Wajahmu yang Garang
Oleh :
Ibnu Saepul Bahri
Udara segar dipagi hari perlahan
membangunkanku dari dunia mimipi ke alam nyata, ku panjatkan do’a kepada Tuhan
yang maha kuasa atas kesempatan hidup yang masih diberikan kepadaku agar
senantiasa menambah pundi-pundi amal ibadahku, kubersandar sejenak didinding
yang mungkin sudah aga kusam, kemudian ku teguk segelas air yang telah
kupersiapkan sebelum tidur, tendengar suara burung yang berkicau dari dahan
satu kedahan yang lain, matahari menyingsing dari upuk timur ke upuk barat,
membuat hidupku terbuai terpesona oleh keagungan-Nya. Subhanallah pagi yang
indah bisikku...
kulihat ke arah jam yang tergantung
di dinding tepat berada didepan pandanganku, seketika itu aku kaget
“Asagfirullahal Adzim kesiangan lagi”. Tanpa terpikir aku segera pergi ke kamar
mandi dan membilas seluruh tubuhku, atau setengah badanku, atau juga hanya
wajahku dan kepala saja. Baju yang kupakai semalam tak sempat aku lepas karena
aku ingat bahwa dosenku sangat kejam dan buas. Sepatu yang tergeletak di depan
kamarku telah setia menungguku, tanpa basa-basi segera aku pakai sepatu itu
kemudian aku berlari ke kampus yang tak jauh jaraknya, dengan di temani sepatu
gujil yang tak pernah dicuci hampir dua tahun lamanya, karena bagiku sehelai debu
yang menempel di sepatu adalah sejarah perjuanganku walau sepatu yang kupakai
basah kuyup tersiram hujam semalam.
Langkahku semakin cepat, setengah
berlari, sehingga akhirnya aku berlari juga. Dalam pikiranku hanya terbayang
wajah dosen yang geram menyambut kedatanganku yang terlambat walau tak terasa
kakiku menginjak seluruh jemuran kerupuk yang terhampar dipekarangan yang
lumayan luas punya ibu kosku. Subhanallah masalah lagi.! Tetapi kakiku
memaksaku harus terus berlari ketempat dimana aku harus belajar walau aku sadar
aku harus melewati pohon rindang yang selalu dipenuhi oleh ribuan mahasiswa
yang lalu lalang, tiga gedung misteri dan tanjakan jebakan pohon nangka yang
selalu menjatuhkan nagka-nangka kecil yang selalu berguguran.

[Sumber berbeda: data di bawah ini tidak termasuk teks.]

PR #5707, opened 2026-08-21
perf(h1): drop idle-socket timer floor with a ref'd setImmediate

anonrig:
## This relates to...

- Split out of #5701 per review
- #5493 (idle-socket validation ~1.3ms timer floor)
- #5499 / #5606 (setImmediate revert due to unref'd Immediate poll stall)
- GHSA-35p6-xmwp-9g52 (response-queue poisoning; validation must stay)

## Rationale

Sequential `fetch()` / HTTP/1.1 keep-alive reuse was paying Node's `setTimeout(0)` timer floor (~1.3–1.5ms) on every request. That dominates loopback / low-RTT workloads.

`#5499` switched this to `setImmediate` and was reverted in `#5606` because an *unref'd* Immediate lets poll block for ~500ms when the event loop is otherwise idle.

## Changes

- Defer idle-socket validation with a **ref'd `setImmediate`** so it still runs after poll (poisoning protection) without the 1ms timer floor or the #5606 stall.
- Add a `fetch` keep-alive reuse stall regression test alongside the existing Pool test.
- Add `benchmarks/fetch/sequential-keepalive.mjs`.

### Features

N/A

### Bug Fixes

N/A

### Breaking Changes and Deprecations

N/A

## Benchmarks

Re-run 2026-08-21 on Node v22.14.0 (linux x64, Intel Xeon, 4 cores). Medians of 5 runs vs `main` @ `181c293`.

Sequential keep-alive `fetch().text()` on loopback (`connections: 1`, `pipelining: 1`, 2000 iterations after 300 warmup):

| | p50 | p90 | p99 |
|---|---|---|---|
| main (`setTimeout(0)`) | 1.47 ms | 1.63 ms | 1.84 ms |
| this PR (`setImmediate`) | **0.20 ms** | **0.29 ms** | **0.48 ms** |

~7.5× faster at p50.

## Status

- [x] I have read and agreed to the [Developer's Certificate of Origin][cert]
- [x] Tested
- [x] Benchmarked (**optional**)
- [ ] Documented
- [x] Review ready
- [ ] In review
- [ ] Merge ready

[cert]: https://github.com/nodejs/undici/blob/main/CONTRIBUTING.md#developers-certificate-of-origin

PR #5781, opened 2026-09-07
docs(errors): document ProxyConnectionError (UND_ERR_PRX_CONN)

kilisamemarisaaa:
## This relates to...

Follow-up documentation for #5707, which introduced `ProxyConnectionError` (`UND_ERR_PRX_CONN`) in v8.10.1. No existing issue tracks this documentation gap — found by comparing `lib/core/errors.js` exports and `types/errors.d.ts` against `docs/docs/api/Errors.md`.

## Rationale

`ProxyConnectionError` is public API: it is exported from the `errors` namespace (`lib/core/errors.js`), declared in `types/errors.d.ts`, and thrown by `lib/dispatcher/proxy-agent.js` when the proxy connection is torn down so the request fails instead of retrying forever. Its sibling `SecureProxyConnectionError` (`UND_ERR_PRX_TLS`) is documented in full, but `ProxyConnectionError` has no class section and no row in the error-code documentation, so users cannot discover or match on a public error class that their proxies can produce at runtime.

While auditing I also verified the only other code absent from the docs table, `UND_ERR_HTTP_PARSER`, is intentionally different (documented as an `HPE_`-prefixed `code` on the `HTTPParserError` class, which extends `Error` directly) — so this is the single genuine documentation gap.

## Changes

- Adds a `ProxyConnectionError` class section to `docs/docs/api/Errors.md`, mirroring the structure of the sibling `SecureProxyConnectionError` section: YAML `added`/`changes` block (v8.10.1, #5707), `Extends: {UndiciError}`, the `name`/`code`/`cause` field list matching the implementation, and the `new ProxyConnectionError(cause[, message[, options]])` constructor signature matching both the implementation and the type declaration.
- Places the section directly before `SecureProxyConnectionError` (base class before its subclass).

### Features

N/A

### Bug Fixes

N/A (documentation only)

None

## Status

- [x] Tested (S — documentation-only change; docs are not covered by the test suites)
- [x] Benchmarked (S — not applicable)
- [x] Documented
- [x] Review ready
- [ ] In review
- [ ] Merge ready

### DIFF
--- a/docs/docs/api/Errors.md
+++ b/docs/docs/api/Errors.md
@@ -446,6 +446,31 @@ The response returned an error status code. This is raised, for example, when th
   * `headers` {Object|string[]|null} The response headers. (optional)
   * `body` {Object|string|null} The response body. (optional)
 
+## Class: `ProxyConnectionError`
+
+<!-- YAML
+added: v8.10.1
+changes:
+  - version: v8.10.1
+    pr-url: https://github.com/nodejs/undici/pull/5707
+    description: Added to fail the request instead of retrying forever when the proxy connection is torn down.
+-->
+
+* Extends: {UndiciError}
+
+A connection to the proxy failed in a way that cannot be recovered on the
+same connection, so the request fails instead of being retried.
+
+* `name` {string} Always `'ProxyConnectionError'`.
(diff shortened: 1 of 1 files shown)


mcollina (approved):
lgtm

PR #5793, opened 2026-09-09
revert #5578

KhafraDev:
reverts https://github.com/nodejs/undici/pull/5578 / 10898087d0d041bdee236502be8473d9c2328c4a

# USE WS IF YOU NEED TO DO THIS

# why does a *browser implementation of WebSocket* need all this bloat?


mcollina (changes requested):
Because this is how Node.js is supposed to interact with WHATWG spec objects that need this functionality and make the object ref'd / unref'd.

It has been there for quite some time:

https://nodejs.org/docs/latest/api/process.html#processrefmayberefable

cc @jasnell who added those in to Node.js in the first place.

jasnell (changes requested):
This isn't a browser implementation of `WebSocket` and the all caps in the PR description is really unnecessary.

mcollina:
Something that could be improved is making those property non-enumerable.

KhafraDev:
> This isn't a browser implementation of WebSocket

I can't tell if this is a serious argument, not to be rude, this is so insane I laughed when I first read it. I implemented literally the entire thing to be a browser compatible WebSocket (and for emphasis, since caps are off the table, literally the entire thing minus a few bug reports)

image

image

If it's not a browser implementation of WebSocket, then it shouldn't exist. I'll have a PR that aliases it to ws in no time.

KhafraDev:
and before the semantics, there is functionally no difference (to me) between "browser compatible" and "browser implementation". `ws` and `node-fetch` are not browser compatible despite offering the same APIs as browser, even if they implement similar ones. If they did, then the equivalent implementations in undici would not have to exist.

KhafraDev:
tbh I wrote 2 posts arguing over it not being a "browser implementation", but I deleted them since I can't be bothered arguing. I will say that if WebSocket is not a browser implementation (since it certainly isn't compatible), then it should not exist. The implementation of WebSocket is embarrassingly bad and I regret ever adding it, since I could have saved myself so much time by doing `npm i ws` and `module.exports.WebSocket = require('ws').WebSocket`.

jasnell:
Aside from the fact that there's no reason to remove these, they have shipped in Node.js releases and would need a proper deprecation cycle there to be removed.

KhafraDev:
the refable protocol is still experimental, it should be fine to remove these

KhafraDev:
If you plan on making it stable (https://github.com/nodejs/node/pull/66213), we should remove it here and potentially reland it at a later time so we can discuss its value beforehand. @mcollina

jasnell:
That still begs the question of how these are, in any way, problematic in any defensible sense. Removing them makes no sense given it addresses an actual problem. We obviously have a difference of opinion, so let's go to the specs to resolve it. Can you point to any spec requirement that these violate? Any Web Platform Test that fails?

KhafraDev:
If you want my honest opinion I find it absolutely insane how someone who has never contributed to undici before can come in, simply due to them being in the tsc, and then demand that the maintainers keep some random node feature for no concernable reason. Then when I want it removed I have to prove some nonsense argument that wasn't needed to implement it in the first place!

The argument you are trying to make does not matter, I don't know why you keep bringing it up. I don't have a sign on my house saying "please don't enter my house" but people still know that, even if the door is unlocked, not to walk into my house. Just because the webidl spec doesn't tell you how to tie your shoes, it doesn't mean you should walk around with your laces untied. The WPTs don't fail if the properties aren't enumerable or there aren't brand checks because the WPTs aren't going to add in the same test for thousands of different interfaces!

This is observable on the WebSocket prototype. That is a good enough reason to remove it. Everything else is a gotcha question. Right now the refable protocol is experimental, meaning that this is literally the last time we can remove these without a major version bump. If you can convince me that these are absolutely necessary for the sake of node or undici and somehow ws doesn't cut it, they could even be reimplemented, although extremely unlikely.

Btw, here are the WPTs that require an exact prototype shape:

- streams/readable-streams/general.any.js:90: requires ReadableStreamDefaultController.prototype to have exactly ['close', 'constructor', 'desiredSize', 'enqueue', 'error'].
- streams/readable-streams/async-iterator.any.js:27: requires the ReadableStream async iterator prototype to have exactly ['next', 'return'].
- html/editing/dnd/datastore/datatransferitemlist-indexed-getter.html:22: DataTransferItemList.prototype must be exactly add, clear, constructor, length, remove.
- html/editing/dnd/datastore/datatransferitemlist-indexed-getter.html:22: DataTransferItemList.prototype must be exactly add, clear, constructor, length, remove.
- sanitizer-api/sethtml-with-trustedtypes-immutable.tentative.html:82: TrustedHTMLParserOptions.prototype must be ['constructor'] only.
- console/console-is-a-namespace.any.js:26 and resources/idlharness.js:3429: the console namespace's [[Prototype]] must have no own keys.
- web-animations/interfaces/{Animation,KeyframeEffect}/style-change-events.html: these run a test for every enumerable key from Object.keys(X.prototype). An extra enumerable property probably fails there because it has no matching entry in the test table (not verified).

jasnell:
> ... Btw, here are the WPTs that require an exact prototype shape

None of which fail in the presence of these properties on `WebSocket`. Also, none of the listed tests "request an exact prototype shape" for `WebSocket`, which is the API in question here.

Let's be clear... There's nothing in the relevant specs or web platform tests whatsoever that make the presence of these symbols on `WebSocket` invalid in any way *and* they address a known [reported bug](https://github.com/nodejs/undici/issues/5570). And since you refuse to identify anything that is actually broken by the presence of these symbols, I fail to see any reason why they should be reverted.

KhafraDev:
> None of which fail in the presence of these properties on WebSocket. Also, none of the listed tests "request an exact prototype shape" for WebSocket, which is the API in question here.

There aren't any tests for WebSocket because no one has ever added garbage to its prototype! For the same reason there aren't checks that the properties on its prototype are enumerable and for the same reason there aren't tests for brand checks on WebSocket methods or getters.

If I made a bug report titled "there are now 2 non-spec compliant symbols on the websocket prototype", would that suddenly make it a valid issue? Someone reported a month ago that "SharedArrayBuffer bodies are stringified in the Response constructor" which was an invalid issue.

jasnell:
* The change landed correctly with appropriate review per the guidelines/conventions for this repo.
* It fixes a real bug. As the author of the node.js refable protocol, I can attest that this is exactly the type of bug it is intended to address.
* It has already shipped in multiple undici and node.js releases.
* It is in no way a violation of any normative spec requirement.
* It does not cause any known existing tests to fail.
* It does not cause any known existing application code to fail.
* You have refused to offer any evidence of any known test or application failures caused.
* What you have offered (the list of WPTs above) are not relevant to the `WebSocket` class.
* Beyond your own opinion, you've offered no technical justification for why it should be reverted.

I appreciate your opinion, but I disagree with it. From what I can determine, your request to revert has not reached a consensus even among undici WG members.

I'm not an undici WG member. I'm not the one you need to convince. I was pinged, I gave my opinion in response to that ping.

On the more general point: For all Web and Internet related specifications, whether we're talking IETF, W3C, WHATWG, ECMA, etc, when a spec is silent on a particular topic, the behavior is effectively implementation-defined. *IF* that causes interop problems, the fix goes through an issue, erratum, spec change typically backed by a Web Platform Test, test262, or equivalent change. And the burden there is on proving that there's an actual interop problem.

_Nobody gets to argue a requirement into existence_, which is precisely what you are attempting to do here. Rather than continuing to repeat the same arguments, it would be more helpful/productive to demonstrate any *actual* problems caused by the presence of these symbol properties.

KhafraDev:
> It has already shipped in multiple undici and node.js releases.

It is experimental. It can be removed in a semver-minor release.

> It does not cause any known existing application code to fail.
> You have refused to offer any evidence of any known test or application failures caused.

I have shown code multiple times that failed and you call it theoretical. You are arguing in bad faith.

> What you have offered (the list of WPTs above) are not relevant to the WebSocket class.

I have refuted this two times now.

> Beyond your own opinion, you've offered no technical justification for why it should be reverted.

and this is why I don't bother. How much clearer could I be? I have to repeat myself 3 times for every argument because your personal opinions don't correspond with actual facts. It is observable on the prototype. The webidl spec does not allow it. The websocket spec does not allow it. The only mention of "extending interfaces" or "applying interfaces not defined in the spec" is in the html spec, which specifically says implementations are "strongly discouraged" from doing so.

I have proven that there is precedence in the WPTs for similar tests. No one has wasted time testing this in WebSocket specifically (or Request, or Response, or FormData, or EventSource) because no one has ever made the poor decision of adding non-spec compliant methods or otherwise on its prototype.

I thought "observable on the prototype" was enough, given literally 5 years of precedence that any other undici maintainer should recognize. When fetch was first added, we thought it would be a good idea to allow users to be able to use node streams as Response bodies. This is before the existence of the stream helpers in node core and years before ReadableStream.from (it hadn't even been conceived at this point). So we allow async iterables as Response bodies and people start using it. Then those people ran their code in Deno (Bun didn't exist yet and Cloudflare Workers didn't offer node compat anywhere close enough to running undici), noticed it did not work, and then reported bugs in Deno. This happened so many times, a (now) former Deno employee had to make an issue in this repo asking us to remove it. It put pressure on Deno to implement a feature that they did not want to or else users would stop using Deno or stop offering compatibility with it for the convenience node set out. 
When we implement a spec, there is a contract that we agree to, not only for node's benefit, but the benefit of the entire ecosystem. When people use specs in node, there is an expectation that the code they write in node will work everywhere else. The existence of these symbols breaks that guarantee, to the detriment of node.

> consensus even among undici WG members.

That is why I pinged Matteo in the earlier message, so we could land this, and then give it a fair discussion. This is literally the last chance we have of removing these without a semver-major release. And I will keep fighting to have this land, regardless of it landing in a minor or major release.

> Nobody gets to argue a requirement into existence, which is precisely what you are attempting to do here.

I hope other people reading this find it as ironic as I do... You come out of the blue, use tsc powers to block this from landing, and then spend days throwing strawmans at me in an attempt at a quick gotcha. Then when I bring up actual concerns, I get hit with "oh no it's theoretical" (actual piece of working code btw) or the goalposts get changed.

I would very much like to hear from the other members of the undici team.

KhafraDev:
Okay, I'll offer a truce.

Would you be fine with dropping the symbols if we added `unref(websocket)` and `ref(websocket)`? We can easily implement it in the same way as we do [`ping(websocket)`](https://github.com/nodejs/undici/blob/main/docs/docs/api/WebSocket.md#pingwebsocket-payload), without any of my concerns.

jasnell:
> ... use tsc powers to block this from landing

You do understand that there's no such thing as "tsc powers", right? A TSC member's -1 caries the same weight here as as -1 from anyone who isn't part of the undici WG.

I'm happy that the conversation is finally focusing on addressing the bug. I'm still -1 on reverting because no case has been made to convince me otherwise and the current solution fixes the bug in a perfectly reasonable way.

Dibawah pohon rindang yang menjadi
tempatku nongkrong sama sekali tak terlintas dipikiranku, tabrakan dengan
beberapa orang pun terjadi karena lariku yang tergesa-gesa. Suara yang lantang
memanggil namaku entah siapa itu ku hiraukan sama sekali dalam hati aku berkata
“maafkan aku sahabat bukan aku tak setia padamu untuk ikut nongkrong bareng
sambil minum secangkir kopi dan sebatang roko seperti biasanya tapi hidup dan
matiku ditangan dosen yang berwajah sangar”. Aku terus berlari walau berapa
kali aku harus tertimpa buah nangka kecil yang berjatuhan dari tanggkalnnya,
walau terasa sakit, napasku mau habis, sepatuku basah, kakiku menjadi lecet dan
wajahku masih bertaburan bunga tidur dimataku. Akkhirnya sampailah di depan
gedung dimana aku harus ketemu dengan dosen itu. Ternyata penderitaanku belum
berakhrir disini karena masih ada tiga tangga yang harus aku lewati lagi.
Singkat cerita akhirnya aku sampai di
depan pintu kelasku. Dan ku buka pintu itu tanpa asi-basi aku langsung duduk
dibangku yang paling depan. Tapi kenapa suara ini ramai dengan gelak tawa
ternyata aku baru sadar bawha yang di dalam kelas itu anak semester satu, “Ya
Allah kenapa penderitaanku ini begitu berat seperti ini” bisikku...
Dengan wajah aga merah aku terpaksa
keluar dari kelas itu, ku tarik sejenak napasku dan ku buka hpku yang tak
sempat ku lihat dari semalam ternyata ada sms dari beberapa temanku kemudian ku
baca
“ jarkom : teman besok katanya tidak
ada kuliah coz ci Bapaknya lagi ada acara di luar kota. Sent all”.